Your response should contain each line of the data that includes "before".

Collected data
=== Section Start ===
PR #2909, opened 2019-02-05
Break apart tests for unsafe_validate_unique/3

nathanl:
Refactor in response to https://github.com/elixir-ecto/ecto/pull/2905#discussion_r253647018

### DIFF
--- a/test/ecto/changeset_test.exs
+++ b/test/ecto/changeset_test.exs
@@ -1276,62 +1276,90 @@ defmodule Ecto.ChangesetTest do
 
   alias Ecto.TestRepo
 
-  test "unsafe_validate_unique/3" do
-    dup_result = {1, [true]}
-    no_dup_result = {0, []}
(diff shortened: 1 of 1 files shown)


test/support/mock_repo.exs
```diff
@@ -0,0 +1,5 @@
+defmodule Ecto.MockRepo do
```
nathanl: I wasn't sure about adding another `test/support` module, but it's very generic and this seemed cleaner to me than defining it in the test. I'm happy to move it to the test if that seems better to others.

josevalim: Yeah, I would prefer to keep it inside the describe in the test case, as it is not used anywhere else. Even it was, having local fixtures is often better for clarity. :)

josevalim:
This is fantastic, thank  you @nathanl! One comment and we should be good to go! :heart:

nathanl:
@josevalim Updated!

josevalim:

PR #2911, opened 2019-02-06
Improve handling of arrays with empty values

alizain:
The primary issue here is that Ecto removes `""` as empty, but doesn't filter `[""]` to `[]` as well. This PR changes that behaviour.

**Question** should `[]` be considered an "empty value" as well (ie. `@empty_values ["" []]`)?

### DIFF
--- a/lib/ecto/changeset.ex
+++ b/lib/ecto/changeset.ex
@@ -581,7 +581,7 @@ defmodule Ecto.Changeset do
     end
   end
 
-  defp strip_empty_values_from_list?(value, {:array, _}, empty_values) do
+  defp strip_empty_values_from_list?(value, {:array, _}, empty_values) when is_list(value) do
     Enum.reject(value, &Enum.member?(empty_values, &1))
   end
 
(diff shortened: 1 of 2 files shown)


alizain:
I agree that explicit is better. But, a list of values is just that - a list of values. If a value inside that list would be considered "empty" when not in a list, it should be considered empty if inside a list. By considering them to be different, I think we're sacrificing predictability.

Instead of doing it automatically, would you consider another API for the same functionality? Maybe an option can be passed in alongside `empty_values`, or another changeset function?

alizain:
To clarify, this PR does not make `[]` an "empty value". It simply strips "empty values" from a list of values, like so ->

```elixir
%{"topics" => ["", "", "", ""]} -> %{topics: []}
```

josevalim:
It is something that can be trivially handled before calling cast, so I don't see a strong reason to support it in Ecto. As mentioned, it is not a very common use case and sometimes it is simpler to handle it  upstream. Thanks.

alizain:
Okay, thank you

OvermindDL1:
Just to add a voice on the not-touching-it side, I really *really* would not like 'empty' values being stripped from an array because the empty value is a valid value in an array and it's very presence is a marker that something is there but that something is just null or "" or so.

alizain:
@OvermindDL1 yeah, I understand, thanks for sharing.

I've thought about it some more, and agree with @josevalim that it's not a good idea to do automatically.

PR #2913, opened 2019-02-07
Expose the type that was validated in errors generated by `Changeset.validate_length/3`

timrogers:
Errors in an `Ecto.Changeset` have a key, a message and additional contextual information provided in the form of a keyword list.

`Ecto.Changeset` comes bundled with a number of validations, for example `validate_length/3`.

The built-in validations tend to include additional contextual information - for example, `validate_length/3` includes `count` and `kind`. So, for example, if the validation was configured to check that a field was "no more than 3" and it fails, then you will have `[count: 3, validation: :length, kind: :max]`.

The `validate_length` validation is interesting, because it can operate on strings, binaries and lists. However, it doesn't expose in the additional context what type of data was validated.

This context can be valuable, for example if you want your errors to be fully machine-readable.

This exposes `[type: :string]`, `[type: :list]` or `[type: :binary]`, as appropriate, on the error.

### DIFF
--- a/lib/ecto/changeset.ex
+++ b/lib/ecto/changeset.ex
@@ -1953,27 +1953,27 @@ defmodule Ecto.Changeset do
 
   defp wrong_length(_type, value, value, _opts), do: nil
   defp wrong_length(:string, _length, value, opts), do:
-    {message(opts, "should be %{count} character(s)"), count: value, validation: :length, kind: :is}
+    {message(opts, "should be %{count} character(s)"), count: value, validation: :length, kind: :is, type: :string}
   defp wrong_length(:binary, _length, value, opts), do:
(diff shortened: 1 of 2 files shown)


lib/ecto/changeset.ex
```diff
@@ -1953,27 +1953,27 @@ defmodule Ecto.Changeset do
 
   defp wrong_length(_type, value, value, _opts), do: nil
   defp wrong_length(:string, _length, value, opts), do:
```
timrogers: We could potentially pattern-match this if preferred:

```elixir
defp wrong_length(:string = type, _length, value, opts), do:
  {message(opts, "should be %{count} character(s)"), count: value, validation: :length, kind: :is, type: :string}
end
```

PR #4439, opened 2024-06-24
Allow join preloads with subqueries

greg-rychlewski:
Following our discussion about lateral preloads, I took a stab at allowing subqueries to be both the parent and child of join preloads.

The main deterrent is that subqueries do not have a schema assigned to them, so it's not possible to directly obtain their primary keys or association metadata. These are both important when associating the parents/children once the information is retrieved from the database.

The workaround proposed here is to take the `related` schema from the owner association metadata and assume the subquery complies with it. This is similar but not 100% the same as how it works today. Today you could theoretically preload schema `A` while joining on schema `B` as long as `B` has its own primary key and has the fields needed for the association.

In this PR i took a stab only at joining in plain subqueries and not `assoc(...)`. I have to think a bit more about `assoc(...)` but I think we want to support this anyway....

### DIFF
--- a/lib/ecto/query/planner.ex
+++ b/lib/ecto/query/planner.ex
@@ -1155,15 +1155,22 @@ defmodule Ecto.Query.Planner do
   Prepare association fields found in the query.
   """
   def plan_assocs(query) do
-    plan_assocs(query, 0, query.assocs)
+    plan_assocs(query, 0, query.assocs, nil)
     query
   end
 
-  defp plan_assocs(_query, _ix, []), do: :ok
+  defp plan_assocs(_query, _ix, [], _owner_refl), do: :ok
 
-  defp plan_assocs(query, ix, assocs) do
-    # We validate the schema exists when preparing joins above
-    {_, parent_schema, _} = get_preload_source!(query, ix)
+  defp plan_assocs(query, ix, assocs, owner_refl) do
+    # We validate the schema exists when preparing joins.
+    # If preloading into a subquery, we assume its schema
+    # is the same as the related schema from the association
+    # metadata of the owner.
+    parent_schema =
+      case get_preload_source!(query, ix) do
+        {_, schema, _} -> schema
+        %Ecto.SubQuery{} -> owner_refl.related
+      end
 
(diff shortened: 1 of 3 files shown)


greg-rychlewski:
no I messed up...we can't subtract 1 from its source index to get the owner source. it can be multiple levels up. need to rethink this

greg-rychlewski:
Wasn't so bad to fix that. This is in a state that can be reviewed =)

lib/ecto/query/planner.ex
```diff
@@ -2283,11 +2290,14 @@ defmodule Ecto.Query.Planner do
...
 
+      %Ecto.SubQuery{} = subquery when ix != 0 ->
+        subquery
+
       _ ->
         error!(
           query,
-          "can only preload sources with a schema " <>
-            "(fragments, binary and subqueries are not supported)"
+          "can only preload sources with a schema or subqueries in `join`" <>
```
josevalim, line 2299: If we are assuming it defaults to the association, then we can allow anything, including fragments, no?

josevalim: Definitely, will fully review when back at home

josevalim (approved):

greg-rychlewski:
@josevalim I stumbled across something else that I think might be a better way to do this. When you have some free time, would you be able to let me know what you think?

Instead of assuming the subquery returns the proper schema, I believe we can use the `:select` field on the subquery. This field is populated during subquery source planning, so it will be available to us when planning assocs. [It is populated as one of these](https://github.com/elixir-ecto/ecto/blob/master/lib/ecto/query/planner.ex#L431):

```elixir
defp subquery_source(nil, types), do: {:map, types}
defp subquery_source(name, types) when is_atom(name), do: {:struct, name, types}

defp subquery_source({:source, schema, prefix, types}, only) do
    types =
      Enum.map(only, fn {field, {:value, type}} -> {field, Keyword.get(types, field, type)} end)

    {:source, schema, prefix, types}
end
```

So basically we would check that it's ` {:source, schema, prefix, types}` and use `schema`. And this way we can even do it in `from`.

WDYT? Do you think it sounds worth exploring?

josevalim:
Sounds good to me! :)

PR #4442, opened 2024-07-03
Return keyword list of associations for a given module

andersonmcook:
Adds the ability to find the name and type of association between two schema modules via schema reflection. It's a combination of `__schema__(:associations)` and `__schema__(:association, assoc)`.

Doesn't handle traversing `through` associations.

### DIFF
--- a/lib/ecto/schema.ex
+++ b/lib/ecto/schema.ex
@@ -433,6 +433,9 @@ defmodule Ecto.Schema do
   * `__schema__(:virtual_type, field)` - Returns the type of the given virtual field;
 
   * `__schema__(:associations)` - Returns a list of all association field names;
+  * `__schema__(:associations, module)` - Returns a keyword list of association
+    reflections of the given module;
+
   * `__schema__(:association, assoc)` - Returns the association reflection of the given assoc;
 
   * `__schema__(:embeds)` - Returns a list of all embedded field names;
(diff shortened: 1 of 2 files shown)


josevalim:
What is the use case? Couldn’t it perhaps be something you compute somehow else?

andersonmcook:
> What is the use case? Couldn’t it perhaps be something you compute somehow else?

I have a module that recursively clones records through child associations. So if we have a schema:
```mermaid
erDiagram
  GRANDPARENT ||--o{ PARENT : has
  PARENT ||--o{ CHILD :has
```
We can pass an existing `%Grandparent{}` to the cloning function and it will clone through all its children, copying the fields that should be copied and reassociating the new record to appropriate parent.
```mermaid
graph
  subgraph o[Original]
    gp[Grandparent]
    p1[Parent]
    p2[Parent]
    c1[Child]
    c2[Child]
    c3[Child]
    c4[Child]
    
    gp --> p1 & p2
    p1 --> c1 & c2
    p2 --> c3 & c4
  end

  subgraph c[Clones]
    cgp[Grandparent]
    cp1[Parent]
    cp2[Parent]
    cc1[Child]
    cc2[Child]
    cc3[Child]
    cc4[Child]
     
    cgp --> cp1 & cp2
    cp1 --> cc1 & cc2
    cp2 --> cc3 & cc4
  end
  
  gp -.->|clones|cgp
  p1 -.->|clones|cp1
  p2 -.->|clones|cp2
  c1 -.->|clones|cc1
  c2 -.->|clones|cc2
  c3 -.->|clones|cc3
  c4 -.->|clones|cc4
```

We have some records that are recursive or need to inherit from multiple parents so part of the cloning calls:
```elixir
defp assoc(%{data: %child{}} = changeset, parent) do
  for {_, {:assoc, assoc}} <- parent.__struct__.__changeset__(),
      assoc.related == child,
      assoc.relationship == :child,
      reduce: changeset do
    changeset ->
      Changeset.change(changeset, [{assoc.related_key, Map.fetch!(parent, assoc.owner_key)}])
  end
end
```
This uses the existing `changeset` reflection to get all child associations and associate them to the parent. An alternative would be to call the `associations` reflection and then get the association struct for each key with the `association` reflection.

😆 I recognize this is a niche use-case and I can work around it. An alternative to the proposal here could be to have another reflection that gives the association key and the association struct.

No hard feelings if you don't want this in Ecto 😄

josevalim:
Yes, I believe this is too specific to have in Ecto, given it is metadata that we will now compute and store for every possible schema. Thanks!

PR #4450, opened 2024-07-13
Improve docs of Multi

ponychicken:
The statement "Accepts the same arguments and options" was confusing because the other functions don't have a `name` argument


josevalim:

PR #4458, opened 2024-07-24
Expand order by before recursion

greg-rychlewski:
I was trying to fix the regression introduced by [this PR](https://github.com/elixir-ecto/ecto/pull/4449) where something like this doesn't work anymore for order by

```elixir
defmacro my_custom_order(p) do
  quote do
    [unquote(p).id, some_sql_function(unquote(p))]
  end
end
```

It's caused because we are calling `escape` again when the macro is expanded so each element inside of it gets escaped twice.

I am probably missing something obvious, but the approach I took in this PR is to escape the order by expression before we go down into the recursion, similar to what we do with `from`.

### DIFF
--- a/lib/ecto/query/builder/order_by.ex
+++ b/lib/ecto/query/builder/order_by.ex
@@ -51,6 +51,7 @@ defmodule Ecto.Query.Builder.OrderBy do
           {Macro.t(), {list, term}}
   def escape(kind, expr, params_acc, vars, env) do
     expr
+    |> Macro.expand_once(env)
     |> List.wrap()
     |> Enum.flat_map_reduce(params_acc, &do_escape(&1, &2, kind, vars, env))
   end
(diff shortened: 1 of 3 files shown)


lib/ecto/query/builder/order_by.ex
```diff
@@ -51,39 +51,37 @@ defmodule Ecto.Query.Builder.OrderBy do
...
   end
 
   defp do_escape({dir, expr}, params_acc, kind, vars, env) do
     {ast, params_acc} = Builder.escape(expr, :any, params_acc, vars, env)
-    {[{quoted_dir!(kind, dir), ast}], params_acc}
+    {{quoted_dir!(kind, dir), ast}, params_acc}
   end
 
-  defp do_escape(expr, params_acc, kind, vars, env) do
+  defp do_escape(expr, params_acc, _wtkind, vars, env) do
```
greg-rychlewski, line 82:
```suggestion
  defp do_escape(expr, params_acc, _kind, vars, env) do
```

PR #4463, opened 2024-07-29
Document conditional upserts

nathanl:


josevalim (approved):

lib/ecto/repo.ex
```diff
@@ -1537,6 +1537,28 @@ defmodule Ecto.Repo do
...
+  database features. For example, PostgreSQL supports conditional upserts like
+  `DO UPDATE SET title = EXCLUDED.title WHERE EXCLUDED.version > post.version`.
+  This means that the title will be updated only if the proposed row has a
+  greater version value than the existing row.
+
+  Ecto can support this as follows:
+
+      conflict_query =
+        from(p in Post,
+          update: [set: [title: fragment("EXCLUDED.title")]],
```
greg-rychlewski, line 1553: not sure if it's too pedantic for an example, but probably the version should be updated as well?

greg-rychlewski:
@josevalim This PR is making me think of something. Because I have this kind of query everywhere in my codebase.

The most awkward part is creating the `set` keyword list. It would be pretty nice if we could do what we do for `replace` and just take the names of the fields and convert them to `EXCLUDED` in the adapter. Do you think we could do that here and just raise if it's not part of a conflict query?

josevalim:
@greg-rychlewski I think supporting `replace:` is a bit weird, as it only really works for upserts. :( I am wondering if this is something we need conveniences in Ecto for? You could abstract this behind functions and macros yourself, right?

lib/ecto/repo.ex
nathanl: @greg-rychlewski Good point. I expanded the example to update the version. I also made the title less boring. 😄

greg-rychlewski (approved):

greg-rychlewski:
@nathanl thank you!
@josevalim yeah good point this could be handled easily with macros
=== Section End ===
**THE ANSWER**:
It is something that can be trivially handled before calling cast, so I don't see a strong reason to support it in Ecto. As mentioned, it is not a very common use case and sometimes it is simpler to handle it  upstream. Thanks.
Expand order by before recursion
I am probably missing something obvious, but the approach I took in this PR is to escape the order by expression before we go down into the recursion, similar to what we do with `from`.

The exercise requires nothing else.